Strayer had his own reputation for near-fanatical training methods, requiring Easy Company to march more than 100 miles from Camp Toccoa to Atlanta in three days -- an event that made national news at the time, but didn't make HBO's production.
"I know the men at first were cursing me up and down," said Strayer, who still keeps a photocopy of the Atlanta Journal-Constitution photo essay on the march taped to a door in his home office. "But when it was done, the men were glad they did it."
Band of Brothers shows how such intense training methods paid off, when Easy Company and the other paratroopers jumping into Normandy on June 6, 1944, wind up strewn across the countryside outside of their planned landing zones.
Viewers won't see much of Strayer in the miniseries -- he's shown arriving at the beginning of an arduous siege in Bastogne, Belgium, in full dress uniform, having flown directly from a friend's wedding in London, and in a few other scenes.
That's just how Strayer -- who describes himself as a guy who wants to "stay in the background" -- likes it.
Indeed, if there's one thing troubling him about all the hoopla and attention that Band of Brothers will bring to his corner of the war, it's that some of his compatriots seem to be chasing the limelight a little too aggressively.
"I got mixed emotions, I guess," said Strayer, whose small home office features his military honors, including a Purple Heart, four Bronze Stars and a Silver Star, in a simple frame.
"I know those (Easy Company) guys real well, and there's three or four of them who are looking forward to this . . . pushing on the fame angle," he added. "But every one of our companies did a great job . . . It just happened that Stephen Ambrose chose to write about Easy Company."
"I won't say you get used to (the killing), but you do become inured to it," said Strayer, who said he never realized how evil Hitler was until he helped liberate a concentration camp at Landsberg, Germany. "I guess when I was involved with it, I was scared.
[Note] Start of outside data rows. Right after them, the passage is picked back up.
PR #1966, opened 2026-08-11
feat(control-plane): support multiple northbound and southbound listeners

msardara:
# Description

The control plane bound exactly one address per API surface, so a deployment could not expose the same API on several addresses — e.g. plaintext on loopback for local tooling alongside mTLS on a routable address, or one listener per network interface. Working around it meant running a second control-plane instance, which does not share state.

`northbound` and `southbound` now each accept **either** a single server mapping **or** a list of them, and the Helm chart exposes one Service port per listener.

## Control plane

```yaml
northbound:
  - endpoint: "127.0.0.1:50051"    # local tooling, plaintext
    tls:
      insecure: true
  - endpoint: "0.0.0.0:50451"      # routable, TLS
    tls:
      insecure: false
      source:
        type: file
        cert: /etc/slim/tls.crt
        key: /etc/slim/tls.key
```

Every listener serves the same service backed by the same state, so a node registering through one southbound listener is immediately visible from every northbound listener. The single-mapping form is untouched, so **existing configs keep working** — `ServerConfigs` deserializes from either a map or a sequence. Omitting a key still yields the default single listener on `0.0.0.0:50051` / `0.0.0.0:50052`.

### Failure modes made explicit

- **An empty list is rejected at deserialization.** Silently binding nothing would leave the API unreachable with no diagnostic; the error points at removing the key to get the default instead.
- **A bind failure names the offending endpoint.** With several listeners configured, a duplicated or already-occupied address is otherwise hard to attribute.

### Implementation notes

- `NorthboundApiService` / `SouthboundApiService` derive `Clone` — one instance per listener. Every field was already a handle to shared state (`SharedDb`, `RouteService`, `DomainAuthenticator`, `SharedDrain`) and already cloned when the services were constructed, so this adds no new sharing semantics.
- `Config { northbound: ServerConfig::.. }` call sites now need `.into()`; applied to the six in the integration tests. This is the only source-level break, and it is confined to test setup.

## Helm chart

`service.north` and `service.south` become lists of ports to expose — one entry per listener — in the same shape the slim data-plane chart already uses for `service.data` / `service.control`. The Service and container ports range over them, and `values.yaml` templates the port into each config entry, exactly as the data-plane chart does with `endpoint: '0.0.0.0:{{ (index .Values.slim.service.data 0).port }}'`:

```yaml
service:
  north:
    - port: 50051
      name: north
    - port: 50451
      name: north-tls

config:
  northbound:
    - endpoint: "0.0.0.0:{{ (index .Values.service.north 0).port }}"
      tls:
        insecure: true
    - endpoint: "0.0.0.0:{{ (index .Values.service.north 1).port }}"
      tls:
        insecure: false
        source:
          type: spire
          socket_path: "unix:///run/spire/agent-sockets/api.sock"
```

`name` is optional and defaults to `<bound>-{index}`. The Ingress backends and `NOTES.txt` use `(index .Values.service.<bound> 0).port`, the same idiom as the slim chart's readiness probe. `_helpers.tpl` and `configmap.yaml` are untouched.

Adding a listener means one entry in `service.<bound>` and one in `config.<bound>`. An earlier revision of this branch derived the second from the first via template helpers; that was dropped in favour of matching the existing chart convention.

**This changes the values shape**: `service.north.port` becomes `service.north[0].port`, as in the data-plane chart.

### Exposing only some listeners

An Ingress publishes exactly one listener. `ingressNorth.servicePort` / `ingressSouth.servicePort` select it by port name or number; unset keeps the previous behaviour of taking the first, so existing values render unchanged.

```yaml
service:
  type: ClusterIP
  north:
    - port: 50051          # in-cluster only
      name: north
    - port: 50451          # published
      name: north-tls

ingressNorth:
  enabled: true
  servicePort: north-tls
```

With `ClusterIP` the unpublished listeners are reachable only inside the cluster, which is how one address stays public while another stays internal. Auto-generated names (`north-1`) work as selectors too, and a value matching no listener fails rendering with the available names listed rather than producing an Ingress that 503s.

Documented limitation: `LoadBalancer` and `NodePort` publish **every** Service port regardless of the Ingress, so the internal-only property depends on `ClusterIP`. Splitting listeners across trust boundaries with a LoadBalancer needs a second Service selecting the same pod, which this chart does not create.

## Type of Change

- [ ] Bugfix
- [x] New Feature
- [ ] Breaking Change
- [ ] Refactor
- [ ] Documentation
- [ ] Other (please describe)

## Testing

**`test_multiple_northbound_and_southbound_listeners`** — two northbound and two southbound listeners; one node registered through *each* southbound listener; both northbound listeners queried. Asserts both return identical node sets and that a node registered via southbound #2 is visible from northbound #1, i.e. the listeners share state rather than merely both being bound.

I verified this test has teeth by mutating `server.rs` to start only the first listener of each bound — it fails with `ConnectionRefused` on the second northbound port, and passes again once reverted.

**`test_duplicate_listener_endpoint_fails_to_start`** — two listeners on the same address must fail startup with the endpoint named, rather than silently binding only the first.

**12 config unit tests** covering: the single-mapping form still parsing to one listener; a sequence parsing to N; per-listener TLS staying independent rather than inherited from the first; empty-list and scalar forms erroring; mixed single/multiple across the two bounds in one file; omitted keys falling back to defaults; and the two exact YAML shapes the chart emits, so a drift on either side is caught here rather than at deploy time.

**Chart verification** — rendered the default and multi-listener shapes and parsed each resulting `config.yaml` with the Rust `Config` type, confirming the templated endpoints are what the binary accepts (`nb=["0.0.0.0:50051", "0.0.0.0:50451"]`). `helm lint` passes for both. The default `Service` output is unchanged from `main`.

`cargo test -p agntcy-slim-control-plane`: 254 unit + 33 integration, 0 failures. clippy and fmt clean on `--all-targets`.

## Docs

- `docs/content/slim/components/controller/config.md` gains a "Multiple Listeners" section covering the list form, the per-listener TLS use case, both failure modes, and the chart derivation.
- `charts/slim-control-plane/README.md` documents the new `service.*` fields, the derivation, and reworks the mTLS examples to set TLS/auth on the port rather than on `config`.
- `charts/slim-control-plane/values.yaml` documents both shapes inline.

## Incidental fix

`useSpiffe: true` appeared in a commented mTLS example in `values.yaml` on `main` and is not a field on `TlsServerConfig`. Because `TlsServerConfig` does not deny unknown fields, the key is silently dropped and the config resolves to TLS enabled with `source: None` — no certificate — instead of failing with a clear error. The third commit corrects it to the tagged `source: {type: spire, socket_path: …}` form throughout, and adds two tests pinning the documented TLS forms against the real deserializer so an invented field name can't survive review again.

## Checklist


msardara:
Note: integration test is currently failing as the image needs a version bump. It will be done after releasing the new image.

markpmarton (approved):
LGTM ✅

But I was so damn busy, I didn't know I was scared."
Lewis sees the situation a little differently.
"What (the veterans) might say, is "We're not heroes . . . We're ordinary men who did extraordinary things,' " Lewis said. "But having studied it and acted it, I'm here to tell you that people make choices in situations like that. And people (in Easy Company) made heroic choices."
Strayer, 89, a retired insurance executive, moved to St. Petersburg from the Philadelphia area in 1981. He still sees the men of Easy Company at their annual reunion and flew to Normandy courtesy of HBO for a special Band of Brothers screening in June.
"There is an indefinable something that binds you together," Strayer said of the men he fought alongside in Europe. "You feel closer to them than anybody else. Especially civilians who haven't the slightest concept of what it was like."
Lewis hopes Band of Brothers helps bridge that gap, outlining World War II's horrors and highlights in a way that makes the experience both profound and personal.
"It's only natural to have so many retrospectives on the last great war of the century," he said. "The big (question) is: Will Band of Brothers be one too many or just enough? I guess we'll all find out soon enough."